Genomic and non-genomic effects of glucocorticoids: implications for breast cancer.

ABSTRACT

Glucocorticoids (GC) are essential steroid hormones for human life. They regulate a series of important processes by binding with three glucocorticoid receptors (GR) and activating genomic and non-genomic pathways. Activated cytoplasmic GR can directly bind DNA and transactivate or transrepress specific genes. Additionally, it can interact with other transcription factors to affect gene expression indirectly. The two membrane GR can interact with mitogen-activated protein (MAP) kinases or activate cAMP and Ca(2+)-dependent pathways, respectively. Glucocorticoids have been widely used as co-treatment of patients with breast cancer (BC) due to reduction of chemotherapy-induced side effects such as nausea, lack of appetite, and inflammation. However, GC may exert a direct effect on tumor response to chemotherapy. In vitro, GC inhibits chemotherapy, radiation and cytokine-induced apoptosis by upregulating antiapoptotic genes and detoxifying proteins. They also upregulate the proto-oncogene c-fms, tumor suppressor gene Nm23, several members of the epidermal growth factor (EGF) signaling pathway and the estrogen sulfotransferase signaling pathway, thus indirectly inhibiting estrogen receptor activation.
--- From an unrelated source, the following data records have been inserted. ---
PR #1251, opened 2023-10-18
Add support for file:/// URLs across platforms and UE versions

### LINKED ISSUE #378: Can't load from file:// URLs on Mac and Linux (or on any platform in UE 5.3!) because they are disabled in Unreal's libcurl
According to a [question about loading tilesets from files under Linux](https://community.cesium.com/t/loading-tilesets-from-files-under-linux/13313) from the forum, there might be an issue with the current approach of loading tilesets using the standard `UnrealAssetAccessor`.

The `UnrealAssetAccessor` uses the `IHttpRequest` to resolve the requests. But under linux, it might be necessary to use an `IPlatformFile` for local file requests, because on Linux, the libcurl library that is used in Unreal Engine is compiled with the `file` protocol being disabled.

This behavior has to be verified. If this turns out to be a problem, then it might be easy to fix, by just checking the protocol of the URL, and either using an `IHttpRequest` or an `IPlatformFile`, roughly at https://github.com/CesiumGS/cesium-unreal/blob/3daac114185202a8ee28b058d1131b401bad37dd/Source/CesiumRuntime/Private/UnrealAssetAccessor.cpp#L131 

---

Edit: I think that it would be better in many ways to have the option to load local tilesets in `cesium-native` itself. This would essentially mean to move the https://github.com/CesiumGS/cesium-native/blob/main/Cesium3DTiles/test/SimpleAssetAccessor.h or the https://github.com/CesiumGS/cesium-native/pull/127/files#diff-43c4884466567e2f908defe62c8ba7921b5310694a2dcf3ec0501cbc5e520f9d from the "test" package into the actual `cesium-native` core. This would allow to create an `IAssetAccessor` that "dispatches" either to the current `UnrealAssetAccessor` or the `FileAssetAccessor`, depending on the protocol.

kring:
Fixes #378 

I was updating the [Adding Datasets](https://cesium.com/learn/unreal/unreal-datasets/) tutorial for v2.0, and it seemed easier (or at least more rewarding) to fix file URLs rather than document all the caveats surrounding their use.

### DIFF
--- a/CHANGES.md
+++ b/CHANGES.md
@@ -2,6 +2,10 @@
 
 ### ? - ?
 
+##### Additions :tada:
+
+- Added support for `file:///` URLs across all platforms and Unreal Engine versions.
+
 ##### Fixes :wrench:
 
 - Fixed a bug that could cause tiles in a Cesium3DTileset to have an incorrect transformation.
--- a/Source/CesiumRuntime/CesiumRuntime.Build.cs
+++ b/Source/CesiumRuntime/CesiumRuntime.Build.cs
@@ -176,7 +176,8 @@ public class CesiumRuntime : ModuleRules
                 "GLM_FORCE_XYZW_ONLY",
                 "GLM_FORCE_EXPLICIT_CTOR",
                 "GLM_FORCE_SIZE_T_LENGTH",
-                "TIDY_STATIC"
+                "TIDY_STATIC",
+                "URI_STATIC_BUILD"
             }
         );
 
--- a/Source/CesiumRuntime/Private/Tests/UnrealAssetAccessor.spec.cpp
+++ b/Source/CesiumRuntime/Private/Tests/UnrealAssetAccessor.spec.cpp
@@ -1,9 +1,10 @@
+#include "UnrealAssetAccessor.h"
 #include "CesiumAsync/IAssetResponse.h"
 #include "CesiumRuntime.h"
 #include "HAL/PlatformFileManager.h"
 #include "Misc/AutomationTest.h"
 #include "Misc/FileHelper.h"
-#include "UnrealAssetAccessor.h"
+#include "Misc/Paths.h"
 
 BEGIN_DEFINE_SPEC(
     FUnrealAssetAccessorSpec,
--- a/Source/CesiumRuntime/Private/Tests/UnrealAssetAccessor.spec.cpp
+++ b/Source/CesiumRuntime/Private/Tests/UnrealAssetAccessor.spec.cpp
@@ -1,9 +1,9 @@
-#include "UnrealAssetAccessor.h"
 #include "CesiumAsync/IAssetResponse.h"
 #include "CesiumRuntime.h"
 #include "HAL/PlatformFileManager.h"
 #include "Misc/AutomationTest.h"
 #include "Misc/FileHelper.h"
+#include "UnrealAssetAccessor.h"
 
 BEGIN_DEFINE_SPEC(
     FUnrealAssetAccessorSpec,
--- a/Source/CesiumRuntime/Private/Tests/UnrealAssetAccessor.spec.cpp
+++ b/Source/CesiumRuntime/Private/Tests/UnrealAssetAccessor.spec.cpp
@@ -1,3 +1,4 @@
+#include "Async/Async.h"
 #include "CesiumAsync/IAssetResponse.h"
 #include "CesiumRuntime.h"
 #include "HAL/PlatformFileManager.h"
--- a/Source/CesiumRuntime/Private/Tests/UnrealAssetAccessor.spec.cpp
+++ b/Source/CesiumRuntime/Private/Tests/UnrealAssetAccessor.spec.cpp
@@ -1,0 +1,65 @@
+#include "UnrealAssetAccessor.h"
+#include "CesiumAsync/IAssetResponse.h"
+#include "CesiumRuntime.h"
+#include "HAL/PlatformFileManager.h"
+#include "Misc/AutomationTest.h"
+#include "Misc/FileHelper.h"
+
+BEGIN_DEFINE_SPEC(
+    FUnrealAssetAccessorSpec,
+    "Cesium.Unit.UnrealAssetAccessor",
+    EAutomationTestFlags::ApplicationContextMask |
+        EAutomationTestFlags::ProductFilter)
+END_DEFINE_SPEC(FUnrealAssetAccessorSpec)
+
+void FUnrealAssetAccessorSpec::Define() {
+  It("Can access file:/// URLs", [this]() {
+    const char text[] = "Some random text.";
+
+    FString Filename = FPaths::ConvertRelativePathToFull(
+        FPaths::CreateTempFilename(*FPaths::ProjectSavedDir()));
+
+    IPlatformFile& FileManager = FPlatformFileManager::Get().GetPlatformFile();
+    FFileHelper::SaveStringToFile(
+        UTF8_TO_TCHAR(text),
+        *Filename,
+        FFileHelper::EEncodingOptions::ForceUTF8WithoutBOM);
+
+    try {
+      FString Uri = TEXT("file:///") + Filename;
+      Uri.ReplaceCharInline('\\', '/');
+      Uri.ReplaceInline(TEXT(" "), TEXT("%20"));
+
+      bool done = false;
+
+      UnrealAssetAccessor accessor{};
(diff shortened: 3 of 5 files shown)


cesium-concierge:

csciguy8 (changes requested):
Thanks for fixing this. Agreed, feels better to have something just work, then document limitations.

Verified fixed in UE 5.3.

Noticed these things:
* I could get file loading working by using this url locally 
`file:///C:/Tileset/tileset.json`
* I could NOT get file loading working by using these URLs with the same data
`file:///C:/Space%20In%20Name/Tileset/tileset.json`
`file:///C:/Space In Name/Tileset/tileset.json`
* The console error messages are not very helpful when loading fails

Can we get a simple unit test loading a tileset from file? This should help us detect this problem in the future (and across versions)

And also, for the future, should we have a "From File" option to complement "From URL" and "From Cesium Ion"? This might make the user experience a little clearer, and automatically do steps like "Replace spaces with %20".

kring:
This now depends on https://github.com/CesiumGS/cesium-native/pull/742, so merge that first.

New since the review:
* Added support for `%20` and other URI shenanigans by using the uriparser library to convert file URIs to filenames.
* Simplified the file reading by not using Unreal's insane async file reading API. It wasn't actually doing non-blocking I/O anyway, it was just doing blocking I/O in an I/O thread pool. Now it does that same thing but in a much more direct way. And it actually closes the file after it reads it, which I literally couldn't figure out how to do with the original API. 🤯
* The new, blocking, higher-level `FFileHelper::LoadFileToArray` that is used to do the actual reading also logs a warning with some more details when the read fails, so the console messages are hopefully more useful now.
* Added a test of using the UnrealAssetAccessor to read from a file URL.

This should be ready for another look.

csciguy8 (approved):

csciguy8:
Thanks @kring .

I've:
* Reviewed and merged the cesium-native changes
* Reviewed the code changes in this PR (looks good!)
* Tested the "path with spaces" case again, is fixed now
* Added a new failing test case to complement your success case
* Tried to fix some stubborn CI include path problems while I was there

If it looks good to you at this point, and CI is happy, I'd say let's merge.

kring:
Your changes look good to me @csciguy8. I just added one more small change, to move the deletion of the temp file to an `AfterEach` rather than doing it in each test. Merging!

csciguy8:
@lolleko  Can you post your tileset here? I can take a look.
(if it's of reasonable size and doesn't contain any sensitive data)

kring:
@lolleko not sure if this is the entire problem, but your first problem is that you're using backslashes. You have to use forward slashes in a file URL.

kring:
By the way, scraping tilesets from the web is against most providers terms of use.

lolleko:
> @lolleko Can you post your tileset here? I can take a look. (if it's of reasonable size and doesn't contain any sensitive data)

Unfortunately, it's around 900GB so i don't think I will be able to share it.

> @lolleko not sure if this is the entire problem, but your first problem is that you're using backslashes. You have to use forward slashes in a file URL.

Using forward slashes, results in a different error:

```
LogCesium: Loading tileset from URL file:///E:/tileset/tileset.json
LogCesium: Loading tileset from URL file:///E:/tileset/tileset.json done
LogStreaming: Warning: Failed to read file 'E:\tileset\7523\tileset.json?id=7523' error.
LogStreaming: Warning: Failed to read file 'E:\tileset\7526\tileset.json?id=7526' error.
LogCesium: Error: [2023-10-29 07:20:04.257] [error] [TilesetJsonLoader.cpp:886] Received status code 404 for tile content file:///E:/tileset/7523/tileset.json?id=7523
LogStreaming: Warning: Failed to read file 'E:\tileset\7524\tileset.json?id=7524' error.
LogStreaming: Warning: Failed to read file 'E:\tileset\7529\tileset.json?id=7529' error.
LogStreaming: Warning: Failed to read file 'E:\tileset\7525\tileset.json?id=7525' error.
LogStreaming: Warning: Failed to read file 'E:\tileset\7528\tileset.json?id=7528' error.
LogStreaming: Warning: Failed to read file 'E:\tileset\mesh_3230448.b3dm?id=3230448&x=3775235.2217615079135&y=5042296.3882614867762&z=912665.3464751446154' error.
LogCesium: Error: [2023-10-29 07:20:04.257] [error] [TilesetJsonLoader.cpp:886] Received status code 404 for tile content file:///E:/tileset/7526/tileset.json?id=7526
LogCesium: Error: [2023-10-29 07:20:04.258] [error] [TilesetJsonLoader.cpp:886] Received status code 404 for tile content file:///E:/tileset/7529/tileset.json?id=7529
LogCesium: Error: [2023-10-29 07:20:04.257] [error] [TilesetJsonLoader.cpp:886] Received status code 404 for tile content file:///E:/tileset/7524/tileset.json?id=7524
LogStreaming: Warning: Failed to read file 'E:\tileset\mesh_3230249.b3dm?id=3230249&x=3795252.5100151738152&y=5031587.0992207946256&z=888791.1531713148579' error.
LogStreaming: Warning: Failed to read file 'E:\tileset\mesh_3230579.b3dm?id=3230579&x=3779733.7439543749206&y=5037214.811092376709&z=922154.69383614265826' error.
LogStreaming: Warning: Failed to read file 'E:\tileset\mesh_3229310.b3dm?id=3229310&x=3770740.6180102843791&y=5046424.8120765183121&z=908422.0489208198851' error.
LogStreaming: Warning: Failed to read file 'E:\tileset\mesh_3230494.b3dm?id=3230494&x=3781387.0469807512127&y=5037313.612601429224&z=914845.94649977982044' error.
LogCesium: Error: [2023-10-29 07:20:04.258] [error] [TilesetJsonLoader.cpp:886] Received status code 404 for tile content file:///E:/tileset/7528/tileset.json?id=7528
LogCesium: Error: [2023-10-29 07:20:04.258] [error] [TilesetJsonLoader.cpp:886] Received status code 404 for tile content file:///E:/tileset/mesh_3230448.b3dm?id=3230448&x=3775235.2217615079135&y=5042296.3882614867762&z=912665.3464751446154
LogCesium: Error: [2023-10-29 07:20:04.258] [error] [TilesetJsonLoader.cpp:886] Received status code 404 for tile content file:///E:/tileset/7525/tileset.json?id=7525
LogCesium: Error: [2023-10-29 07:20:04.258] [error] [TilesetJsonLoader.cpp:886] Received status code 404 for tile content file:///E:/tileset/mesh_3230579.b3dm?id=3230579&x=3779733.7439543749206&y=5037214.811092376709&z=922154.69383614265826
LogCesium: Error: [2023-10-29 07:20:04.258] [error] [TilesetJsonLoader.cpp:886] Received status code 404 for tile content file:///E:/tileset/mesh_3229310.b3dm?id=3229310&x=3770740.6180102843791&y=5046424.8120765183121&z=908422.0489208198851
LogCesium: Error: [2023-10-29 07:20:04.258] [error] [TilesetJsonLoader.cpp:886] Received status code 404 for tile content file:///E:/tileset/mesh_3230494.b3dm?id=3230494&x=3781387.0469807512127&y=5037313.612601429224&z=914845.94649977982044
LogCesium: Error: [2023-10-29 07:20:04.258] [error] [TilesetJsonLoader.cpp:886] Received status code 404 for tile content file:///E:/tileset/mesh_3230249.b3dm?id=3230249&x=3795252.5100151738152&y=5031587.0992207946256&z=888791.1531713148579
```

> By the way, scraping tilesets from the web is against most providers terms of use.

I know, but this one is provided by the city itself for Public & Free use. While they don't specifically allow scraping I couldn't find  anything that says its forbidden.

lolleko:
Ahh and I forgot to mention, this tilset worked perfectly fine before UE5.3 dropped support for `file:///` in CURL requests.

kring:
Are the filenames it's trying to read, such as `E:\tileset\7524\tileset.json?id=7524`, correct?

lolleko:
> Are the filenames it's trying to read, such as `E:\tileset\7524\tileset.json?id=7524`, correct?

Good call... they are not. On disk they are stored without the additional URL params. In the corresponding tileset.json they are stored with URL params. I never noticed that before because it just used to work before 5.3. I guess CURL strips params when requesting files from disk.
I will have to write a script to fix up my tileset.json files. Hopefully it will work afterwards.

Thanks for the help. Assuming it works with the fixed json files there shouldn't be an issue with the new file based loading. Unless you want to match CURL behaviour, in that case you could consider supporting forward & backward slashes and maybe look into URL param handling.

kring:
ok, thanks, I wrote #1287.

PR #1254, opened 2023-10-19
Add support for property texture picking with `EXT_structural_metadata`

### LINKED ISSUE #1247: CoreRedirects error while packaging in v2.0 preview
Reported here:
https://community.cesium.com/t/cesium-for-unreal-v2-0-preview-release/27181/3

Seems it might just be a whitespace issue in `Engine.ini`?

j9liu:
This PR expands the property texture API to allow for picking, even when "Support UV Hit Info" is not enabled for the project. Here's an example of the metadata picking level with the [US Muscatatuck dataset](https://drive.google.com/file/d/1Ge9en-y4IFJ7EBba0esqhz3RuFd7gS2G/view?usp=share_link):

image

Each property texture property can specify it's own UV set, which complicated the metadata picking API. Multiple functions were added that take an input `FHitResult`, which lets them access the `Hit.Component` more readily. This is used to retrieve the barycentric coordinates of the point on the face, then compute the UV at that point.

This abstracts almost everything away from the user, and it is enough to simply connect a line trace hit to this node. However, there are still other functions if people want more granular access to the model and primitive metadata.

Unfortunately, this PR does **not** cover metadata styling with property textures. I made a lot of changes to try and get it to work, but ultimately abandoned the effort due to time. I'm happy to pick it up again after 2.0 is out. This should be noted as a regression in the release notes.

Upgrade guide is still WIP for the picking section, but I don't want the technical review to be delayed by the needed changes. Also I included a change that will fix #1247.


cesium-concierge:

kring:
I got this working on Linux CI by reducing the build parallelism. The CI build machine type we are usually running on has 8 cores and 16 GB of RAM. Unreal sees this and runs 8 simultaneous clang processes, which runs out of memory. Running out of memory is fatal because the Linux VM has swap disabled. Telling Unreal to only run two simultaneous clang processes avoids the issue.

kring:
Thanks @j9liu!

PR #1255, opened 2023-10-19
Don't spam the log when a globe anchor does not have a world.

kring:
I noticed that when opening the DynamicPawn in the Blueprint Editor, Cesium for Unreal spams endless messages to the log about the pawn's GlobeAnchor not being registered:

```
LogCesium: Error: Cannot get the rotation from CesiumGlobeAnchorComponent GlobeAnchor because the component is not yet registered or does not have a valid CesiumGeoreference.
LogCesium: Warning: CesiumGlobeAnchorComponent GlobeAnchor globe position is invalid because the component is not yet registered.
LogCesium: Warning: CesiumGlobeAnchorComponent GlobeAnchor globe position is invalid because the component is not yet registered.
```

This is normal and expected in this scenario, so I changed the code to avoid the spam.

It doesn't make sense to set the globe anchor position/orientation parameters in this scenario, and the current UI implementation (both before and after this PR) hides the fields, which I guess is fine:
image

### DIFF
--- a/CHANGES.md
+++ b/CHANGES.md
@@ -6,6 +6,7 @@
 
 - Fixed a bug that could cause tiles in a `Cesium3DTileset` to have an incorrect transformation.
 - Fixed a crash that occurred when a `LevelSequenceActor` in the level did not have a `LevelSequencePlayer` assigned.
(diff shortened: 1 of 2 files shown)


cesium-concierge:

csciguy8 (approved):
Looks sensible and verified the log is no longer spammed in this scenario. Thanks @kring !

PR #1779, opened 2025-12-23
Add support for Cesium ion login token refresh

kring:
clang-tidy makes this diff look bigger than necessary. The changes are fairly straightforward:

- Update cesium-native, to get CesiumGS/cesium-native#1292 (merge that first).
- Handle the breaking changes in the above where `CesiumIonClient::Connection::authorize` returns errors via `Result` rather than by rejecting the promise.
- Persist the refresh token provided by Cesium ion, in addition to the login token.
- If a request fails due to an invalid login token, flip back to the "disconnected" state so that the user is asked to log in again. This will happen when the login token and refresh token are both expired (or are somehow invalid).

The user isn't informed when a login token refresh happens. But if it fails (because the refresh token also expired, for example), they'll see this in the log:

```
LogCesiumEditor: Error: Failed to get valid access token:
- [Error] Token refresh failed. Please sign into Cesium ion again.
- [Error] The server returned an error code: 403 (Code NoValidToken)
```

And the Cesium panel UI will flip back to the disconnected state. I thought a popup would just be annoying.

### DIFF
--- a/Source/CesiumEditor/Private/CesiumIonSession.cpp
+++ b/Source/CesiumEditor/Private/CesiumIonSession.cpp
@@ -280,7 +280,7 @@ void CesiumIonSession::resume() {
 
         CesiumUtility::Result<LoginToken> tokenResult =
             userAccessToken.IsEmpty()
-                ? LoginToken("", -1)
+                ? LoginToken("", std::nullopt)
                 : LoginToken::parse(TCHAR_TO_UTF8(*userAccessToken));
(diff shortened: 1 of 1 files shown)


j9liu (approved):
Thanks @kring! I should have set up a dev connection since this isn't out in production, but I'm not sure I'll have time in my remaining break, and I trust that you and @azrogers covered enough ground 👍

They inhibit the proangiogenic gene (vascular endothelial growth factor (VEGF); Therefore, they could play a role in reducing angiogenesis. Interestingly, the phosphorylation status of ser-211 in the GR is dependent on the expression of the BRCA1 gene, a tumor suppressor gene that is mutated in the majority of patients with triple negative BC. Some clinical randomized trials have also attempted to address the effect of GC on patients with BC. Thus, in this review we summarize GC mechanisms of action and their participation in several facets of BC.